What makes managing this data complex is that an organization can have two distinct roles:
- Data controller (PII Controller): you decide why and how data is collected and used
- Data processor (PII Processor): you process data on behalf of another organization
ISO/IEC 27701 addresses both roles, with distinct controls depending on your position.
The 2025 standard structure
The 2025 version adopts the harmonized Annex SL structure, common to all ISO management systems. If you know ISO 27001, you will recognize the thread.
The main clauses:
- Clause 4 — Context of the organization: define PIMS scope, interested parties, and your role (controller or processor)

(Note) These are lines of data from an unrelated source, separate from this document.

PR #1799, opened 2024-11-07
[v1.11.1][Bug][zos_mvs_raw] Multiple fixes

### LINKED ISSUE #1797: [v1.11.1][Bug][zos_mvs_raw] stdout is being replaced by stderr when rc=0 and verbosity is true

### Bug description

Code is replacing `stdout` with `stderr` when verbosity is true and return code is 0.

v1.11.0

v1.3.2

### IBM Enterprise Python

v3.11.x (default)

### ansible-version

v2.16.x (default)

### z/OS version

v2.5 (default)

### Ansible module

_No response_

_No response_

### Ansible configuration.

_No response_

### Contents of the inventory

_No response_

_No response_

### LINKED ISSUE #1798: [v1.11.1][Bug][zos_mvs_raw] Module false positive when RC is not zero and verbosity is false

### Bug description

If a program executes successfully with return code 0 and verbosity is enabled then the module will fail. This is happening with version 1.9.3 and was not discovered during testing.

This new test case has to be added.

```yaml
- hosts : zvm
  collections :
    - ibm.ibm_zos_core
  gather_facts: False
  vars:
    ZOAU: "/zoau/v1.3.3"
    PYZ: "/allpython/3.10/usr/lpp/IBM/cyp/v3r10/pyz"
    RC_0_DATA_SET_NAME: "USER.WHAT.EVER.ONE"
    DATA_SET_TO_LISTCAT: "USER.WHAT.EVER"
    IDCAMS_STDIN: " LISTCAT ENTRIES('{{ DATA_SET_TO_LISTCAT | upper }}')"
    # " LISTCAT NTRIES('OMVSADM.TEST')"

  tasks:

    - name: create some data set
      block:
        - name: create data set to LISTCAT
          zos_data_set:
            name: "{{ DATA_SET_TO_LISTCAT }}"
            type: seq
            state: present
            replace: yes

        - name: mvs raw with verbose with rc=0
          zos_mvs_raw:
            verbose: True
            program_name: idcams
            auth: True
            dds:
              - dd_data_set:
                  dd_name: SYSPRINT
                  data_set_name: "{{ RC_0_DATA_SET_NAME }}"
                  disposition: new
                  type: seq
                  return_content:
                    type: text
              - dd_input:
                  dd_name: SYSIN
                  content: "{{ IDCAMS_STDIN }}"
          register: output_rc_0
          ignore_errors: True

        - name: print output
          debug:
            msg:
              - "{{ output_rc_0 }}"

        - name: mvs raw with verbose with rc=0
          zos_mvs_raw:
            verbose: False
            program_name: idcams
            auth: True
            dds:
              - dd_data_set:
                  dd_name: SYSPRINT
                  data_set_name: "{{ RC_0_DATA_SET_NAME }}"
                  disposition: old
                  type: seq
              - dd_input:
                  dd_name: SYSIN
                  content: "{{ IDCAMS_STDIN }}"
          register: output_rc_0

        - name: print output
          debug:
            msg:
              - "{{ output_rc_0 }}"

      always:
        - name: delete data sets
          zos_data_set:
            name: "{{ item }}"
            state: absent
          loop:
            - "{{ DATA_SET_TO_LISTCAT }}"
            - "{{ RC_0_DATA_SET_NAME }}"
```

v1.11.0

v1.3.3

### IBM Enterprise Python

v3.11.x (default)

### ansible-version

v2.16.x (default)

### z/OS version

v2.5 (default)

### Ansible module

zos_mvs_raw

_No response_

### Ansible configuration.

_No response_

### Contents of the inventory

_No response_

_No response_

fernandofloresg:
##### SUMMARY

Fix False positive when RC != 0 and verbosity is false, fix not obfuscate program return codes when failing and stdout replaced by stderr.

## First bug: Module would return stderr in stdout when verbosity true and rc = 0

This fix was originally planned to be in v1.11.1 just to remove the following lines from the code:

```python
        if rc == 0 and verbose:
            out = err
```

This issue was reported by the CICS collection, after testing the module I was not able to find a case that returned some output in `stdout` when the command `mvscmd` ran successfully. So why was CICS experiencing issues with this change? That is because they are using `mvscmd.execute` function directly, now, our collection is not intended to be used as a library, but if they are using it is fine, we are not reverting this change to support them, we are reverting this change because it is legitimately a bug from users perspective, to get `stderr` content in `stdout` when `verbose` is true and return code is 0.

Because of that, I was not able to create a test case that didn't involve checking that `stdout` was not containing results from `stderr`, in my opinion that would be a redundant test case, because we always return the `stdout` in some `dd_output` inside `dd_names`.

However, I got Andrew Hughes from CICS collection team to test this branch and they are not having issues with it anymore, hence I'm not adding a test case for this. If you think differently, let me know and I can find a way to create a test case.

## Second bug 

Looks like mvccmd utility won't return anything in the stderr even if a program executed fails, so we only changed and if statement.

Changing that statement from 'and' to only fail any non-zero programs, is better than having them fail only when verbose=True. Anyways, there is a task in the backlog to add a max_rc option to the module, so we can polish this mechanism there.

## Third bug

While testing this noticed that the module will hide the return code coming from the program if it fail, returning 8 as return code instead, fixed that and had to change some test cases that were expecting a wrong return code.

Fixes #1797 
Fixes #1798 

##### ISSUE TYPE

- Bugfix Pull Request

##### COMPONENT NAME

zos_mvs_raw

### DIFF
--- a/changelogs/fragments/1799-zos_mvs_raw-verbose-fail.yml
+++ b/changelogs/fragments/1799-zos_mvs_raw-verbose-fail.yml
@@ -6,6 +6,6 @@ bugfixes:
   - zos_mvs_raw - Module would obfuscate the return code from the program when failing returning 8 instead.
     Fix now returns the proper return code from the program.
     (https://github.com/ansible-collections/ibm_zos_core/pull/1799).
-  - zos_mvs_raw - The module would return the stderr content in stdout when verbose was true and return code was 0.
+  - zos_mvs_raw - Module would return the stderr content in stdout when verbose was true and return code was 0.
     Fix now does not replace stdout content with stderr.
     (https://github.com/ansible-collections/ibm_zos_core/pull/1799).
--- a/changelogs/fragments/1799-zos_mvs_raw-verbose-fail.yml
+++ b/changelogs/fragments/1799-zos_mvs_raw-verbose-fail.yml
@@ -1,0 +1,8 @@
+bugfixes:
+  - zos_mvs_raw - If a program failed with a non-zero return code and verbose was false, the module would succeed.
+    Whereas, if the program failed and verbose was true the module would fail.
+    Fix now has a consistent behavior and fails in both cases.
+    (https://github.com/ansible-collections/ibm_zos_core/pull/1799).
+  - zos_mvs_raw - Module would obfuscate the return code from the program when failing returning 8 instead.
+    Fix now returns the proper return code from the program.
+    (https://github.com/ansible-collections/ibm_zos_core/pull/1799).
--- a/changelogs/fragments/1799-zos_mvs_raw-verbose-fail.yml
+++ b/changelogs/fragments/1799-zos_mvs_raw-verbose-fail.yml
@@ -1,8 +1,11 @@
 bugfixes:
   - zos_mvs_raw - If a program failed with a non-zero return code and verbose was false, the module would succeed.
-    Whereas, if the program failed and verbose was true the module would fail.
+    Whereas, if the program failed and verbose was true the module would fail(false positive).
     Fix now has a consistent behavior and fails in both cases.
     (https://github.com/ansible-collections/ibm_zos_core/pull/1799).
   - zos_mvs_raw - Module would obfuscate the return code from the program when failing returning 8 instead.
     Fix now returns the proper return code from the program.
+    (https://github.com/ansible-collections/ibm_zos_core/pull/1799).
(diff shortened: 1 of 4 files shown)


fernandofloresg:
Screenshot 2024-11-08 at 10 46 28 AM
Screenshot 2024-11-08 at 10 46 45 AM

AndreMarcel99 (approved):

rexemin (approved):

- Clause 5 — Leadership: the standard requires management to establish clear commitment to the PIMS
- Clause 6 — Planning: identify risks and opportunities related to personal information protection, define a risk assessment process, and create a statement of applicability documenting selected controls
- Clause 7 — Support: resources, competencies, awareness, and documentation
- Clause 8 — Operation: control implementation, privacy incident management, impact assessments (PIA)

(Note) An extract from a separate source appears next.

PR #1800, opened 2024-11-11
[v1.12.0][Bug][zos_mvs_raw] Remove stdout being replaced by stderr when RC=0 and verbosity is true

### LINKED ISSUE #1796: [v1.12.0][Bug][zos_mvs_raw] stdout is being replaced by stderr when rc=0 and verbosity is true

- Clause 9 — Performance evaluation: internal audits, management review
- Clause 10 — Improvement: non-conformity treatment and continual improvement
The annexes have been restructured. The new structure includes 31 privacy protection controls for controllers, 18 for processors, and 29 information security controls.

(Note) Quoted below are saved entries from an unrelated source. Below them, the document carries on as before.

PR #1810, opened 2024-11-20
[Enhancement] [zos_copy] [zos_job_submit] [zos_script] Add option to disable autoescape for Jinja templates

### LINKED ISSUE #1198: [Enhancement] Disable jinja2 autoescape feature for some modules that use Ansible template

### Ansible module

zos_job_submit

With the `zos_job_submit` module when we use a template as source, HTML/XML special characters will be escaped because the jinja2 autoescape feature is enabled in the code. So this code for example:

Vars:
```
template_values:
  jobcard: "TESTTE JOB 'WD-TEST',MSGLEVEL=(1,1),MSGCLASS=R"
```

Template
```
//{{template_values.jobcard}}
```

Will be converted to:
```
//TESTTE JOB &#39;WD-TEST&#39;,MSGLEVEL=(1,1),MSGCLASS=R
```

We need to explicitly disable autoescaping with:

```
//{{template_values.jobcard | safe }}
```

Or

```
{% autoescape false -%}
//{{template_values.jobcard}}
{%- endautoescape %}
```

For  `zos_job_submit` autoescape should be disabled by default. Or we should have a way to disable it. In template_parameters for example.

rexemin:
##### SUMMARY
Fixes #1198.

##### ISSUE TYPE
- Feature Pull Request

##### COMPONENT NAME
- module_utils/template.py
- zos_copy
- zos_job_submit
- zos_script

##### ADDITIONAL INFORMATION
This adds a new option `autoescape` to all the modules that currently support templates. Its default value is `True` just to err on the side of caution, but it allows users to disable autoescaping whenever they need to.


rexemin:
Results for the pipeline

Screenshot 2024-11-22 at 18 13 48
Screenshot 2024-11-22 at 18 14 00

rexemin:
Screenshot 2024-11-22 at 18 13 48
Screenshot 2024-11-22 at 18 14 00

plugins/module_utils/template.py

What this means for your Bill 25 compliance
ISO/IEC 27701 is not a substitute for Bill 25. It is a framework that helps you demonstrate that you have taken structured, auditable measures to protect personal information.
The standard improves the link between its controls and requirements of regulations such as GDPR, CCPA, and other laws, enabling a single, coherent governance model for international operations.
In practice, ISO/IEC 27701 certification gives you:
- Structured, third-party verifiable proof that you manage personal information seriously
- A framework for responding to data subject rights: access, rectification, deletion
- A solid basis for your privacy impact assessments (PIAs), required by Bill 25 for high-risk projects
- An advantage in tenders where clients assess your data protection maturity
If you are certified to ISO 27701:2019, what should you do?
Organizations certified under the 2019 version have until October 2028 to transition to the 2025 version.
Certification bodies are still awaiting formal IAF directives to begin transition audits, so no urgent action is required immediately. But this is the time to start your gap analysis.
In short, ISO/IEC 27701 answers a question your clients, partners, and the Commission d’accès à l’information will inevitably ask you: how do you demonstrate that you protect personal information in a systematic, verifiable way?
Good intentions and a policy in a drawer are no longer enough. A structured, audited, and certified programme — yes.